Insurance Commissioner Nonnie S. Burnes reversed course yesterday in issuing final regulations for next year's move to auto insurance competition, deciding companies should not be allowed to use a driver's credit history in setting rates or deciding whom to insure.
In draft regulations issued late in August, Burnes had placed at least a one-year prohibition on companies using a driver's credit history to set rates but allowed carriers to use credit in deciding whom to insure. At a recent hearing, Burnes told a consumer advocate that state law required her to let companies use credit histories in deciding which drivers to insure.
But yesterday Burnes changed her mind. She said concerns expressed at a series of public hearings had persuaded her to ban the use of a driver's credit history for any purpose, at least for a year until she can study the issue more thoroughly.
"There are those who assert that the use of this information is unfair and discriminatory," she said in a letter accompanying the regulations. "On the other hand, there are those who view the use of credit information as a valid factor in predicting risk in this market and that the use of this information benefits careful, responsible people wherever they live."
As for her earlier stand that state law required her to allow the use of a driver's credit history for underwriting purposes, she said further study of the law changed her mind.
"I'm persuaded that I do have the authority to do this," she said.
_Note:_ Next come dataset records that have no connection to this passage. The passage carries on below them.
PR #9987, opened 2026-02-10
fix(google-common): prevent 400 error when AIMessage has empty text content

### LINKED ISSUE #9922: google-common: When Gemini is invoked with an AIMessage that contains empty string text content the resulting message causes a 400 response from Vertex API
### Checked other resources

### Example Code

```javascript
import { HumanMessage, AIMessage } from "@langchain/core/messages";

async function main() {
    model: "gemini-2.0-flash-001",
    temperature: 0.7,
    authOptions: {
      projectId: process.env.GOOGLE_CLOUD_PROJECT,
        apiKey: process.env.GOOGLE_VERTEX_API_KEY,
    },
  });

  const messages = [
    new HumanMessage("I think the capital of France is Paris, if that is the case respond with a blank message"),
    new AIMessage(""),
    new HumanMessage("What is a famous landmark there?"),
  ];

  console.log("Sending messages to ChatVertexAI...\n");

  console.log("Response:");
  console.log(response.content);
}

main().catch(console.error);
```

```json
{
  "error": {
    "code": 400,
    "message": "Unable to submit request because it must include at least one parts field, which describes the prompt input. Learn more: https://cloud.google.com/vertex-ai/generative-ai/docs/model-reference/gemini",
    "errors": [
      {
        "message": "Unable to submit request because it must include at least one parts field, which describes the prompt input. Learn more: https://cloud.google.com/vertex-ai/generative-ai/docs/model-reference/gemini",
        "domain": "global",
        "reason": "badRequest"
      }
    ],
    "status": "INVALID_ARGUMENT"
  }
}
```

### Description

Gemini regularly generates a blank message response (usually when making a tool call at the request of a user where no additional information is needed). Naively taking this LLM output and passing it back as part of the history results in this error.

 * Expected Behavior: A message with an empty string text part should be passed to Gemini and the LLM should generate a response
 * Actual Behavior: A 400 error from the Vertex API
 * Workaround: Replace `""` with `" "` in any messages being sent to the Vertext API

### System Info

Linux
Node v20.20.0
@langchain/core 1.1.19
@langchain/google-vertexai 2.1.15

mbarinov:
When Gemini produces a blank response (commonly during tool calls), passing that empty `AIMessage` back as conversation history causes the Vertex API to reject with a 400 error:

> "Unable to submit request because it must include at least one parts field"

**Root cause:** `messageContentText()` returns `null` for empty strings (because `""` is falsy in JS). The `null` gets filtered out in `messageContentToParts()`, producing a message with an empty `parts` array — which the Gemini API rejects.

**Fix:** Added a minimal safety fallback in `roleMessageToContent()` that ensures the `parts` array is never empty. When both `contentParts` and `toolParts` are empty, a `{ text: "" }` part is pushed as a valid placeholder. This approach was chosen over modifying `messageContentText` directly because that would shift part indices and break the position-based `thoughtSignature` alignment for messages with tool calls.

**Tests added:**
- `AIMessage` with empty string content produces a valid text part
- `AIMessage` with empty string in complex content array produces a valid text part
- `AIMessage` with non-empty text content still works correctly
- All 240 existing tests continue to pass

Fixes #9922


libs/providers/langchain-google-common/src/utils/gemini.ts
```diff
@@ -732,6 +732,14 @@ export function getGeminiAPI(config?: GeminiAPIConfig): GoogleAIAPI {
     }
     const parts: GeminiPart[] = [...contentParts, ...toolParts];
 
+    // Ensure at least one part exists to prevent Gemini API 400 errors
+    // when a message has empty text content and no tool calls.
+    // This commonly happens when an AI message with empty content
+    // (e.g. during a tool call) is passed back as conversation history.
+    if (parts.length === 0) {
```
christian-bromann, line 749: This is a good safety fallback! However, I'm curious about the edge case where a message has tool calls but also empty content. Could you add a test case that ensures a message with both empty text content AND tool calls doesn't get the empty text part added unnecessarily? 

For example:
```javascript
const messageWithToolCall = new AIMessage({
  content: "",
  tool_calls: [{ name: "search", args: { query: "test" } }]
});
```

This would help ensure the fix only applies when both `contentParts` and `toolParts` arrays are truly empty.

christian-bromann (changes requested):
Thanks for the contribution! This is a solid fix for the Gemini API 400 error when dealing with empty AIMessage content. The solution is well-targeted and the tests provide good coverage of the edge cases.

The state Division of Insurance currently sets all auto insurance rates, but under Burnes's regulations, companies will propose their own rates and the division will approve or reject them. Burnes asked companies to file rates for customers renewing next April by Nov. 19. For those renewing May 1 or later companies can file after Feb. 15. She said drivers who renew their policies in April probably will start shopping around for the best auto insurance deal sometime in February.
Burnes said many of the details for the transition to a competitive auto insurance market would be fleshed out in bulletins she plans to issue over the next few months. She and her staff have been holding weekly discussions with companies and other interested parties.
Two national carriers who currently do not do business in Massachusetts have been participating in those discussions. Industry officials and a consumer advocate said a representative from State Farm Mutual Insurance Co. had been participating and officials at the Division of Insurance said representatives of Progressive Insurance were listening in.
State lawmakers, particularly senators, have hinted they may file auto insurance legislation if they dislike the regulations issued by Burnes. Those lawmakers could not be reached for comment yesterday, but Burnes refused to budge on one issue of concern to them.
Burnes has listed a series of socioeconomic factors that insurers cannot use in setting rates or deciding whom to insure, including occupation, education, income, homeownership, and marital status. The senators and several consumer advocates had urged Burnes to list those factors that insurers could use, most of them dealing with driving records, and ban all others. The senators and consumer advocates have said insurers would come up with other factors as proxies for education, occupation, and income in setting rates or deciding whom to insure.
In her letter, Burnes said she decided to tell insurers what factors they cannot use so they would be free "to be innovative in the products and services that they offer."
Stephen D'Amato, a consultant to the Center for Insurance Research in Cambridge, said he was disappointed in the commissioner's decision. "It's pretending to protect the public without protecting the public," he said.
A spokeswoman for Attorney General Martha Coakley said she was pleased to see the ban on the use of credit history but needed more time to study the regulations.
Peter Robertson, Massachusetts legal counsel to the Property Casualty Insurers Association of America, which represents several Massachusetts insurers, said Burnes had clearly listened to the consumer advocates. "We're just glad this is done. Let's move into implementation," he said.
The regulations maintain for at least one year existing subsidies paid by suburban and rural drivers in order to keep the rates of urban drivers reasonable. The regulations also require companies to disclose how their rates differ from this year's rates for certain consumer profiles to make shopping for a policy easier.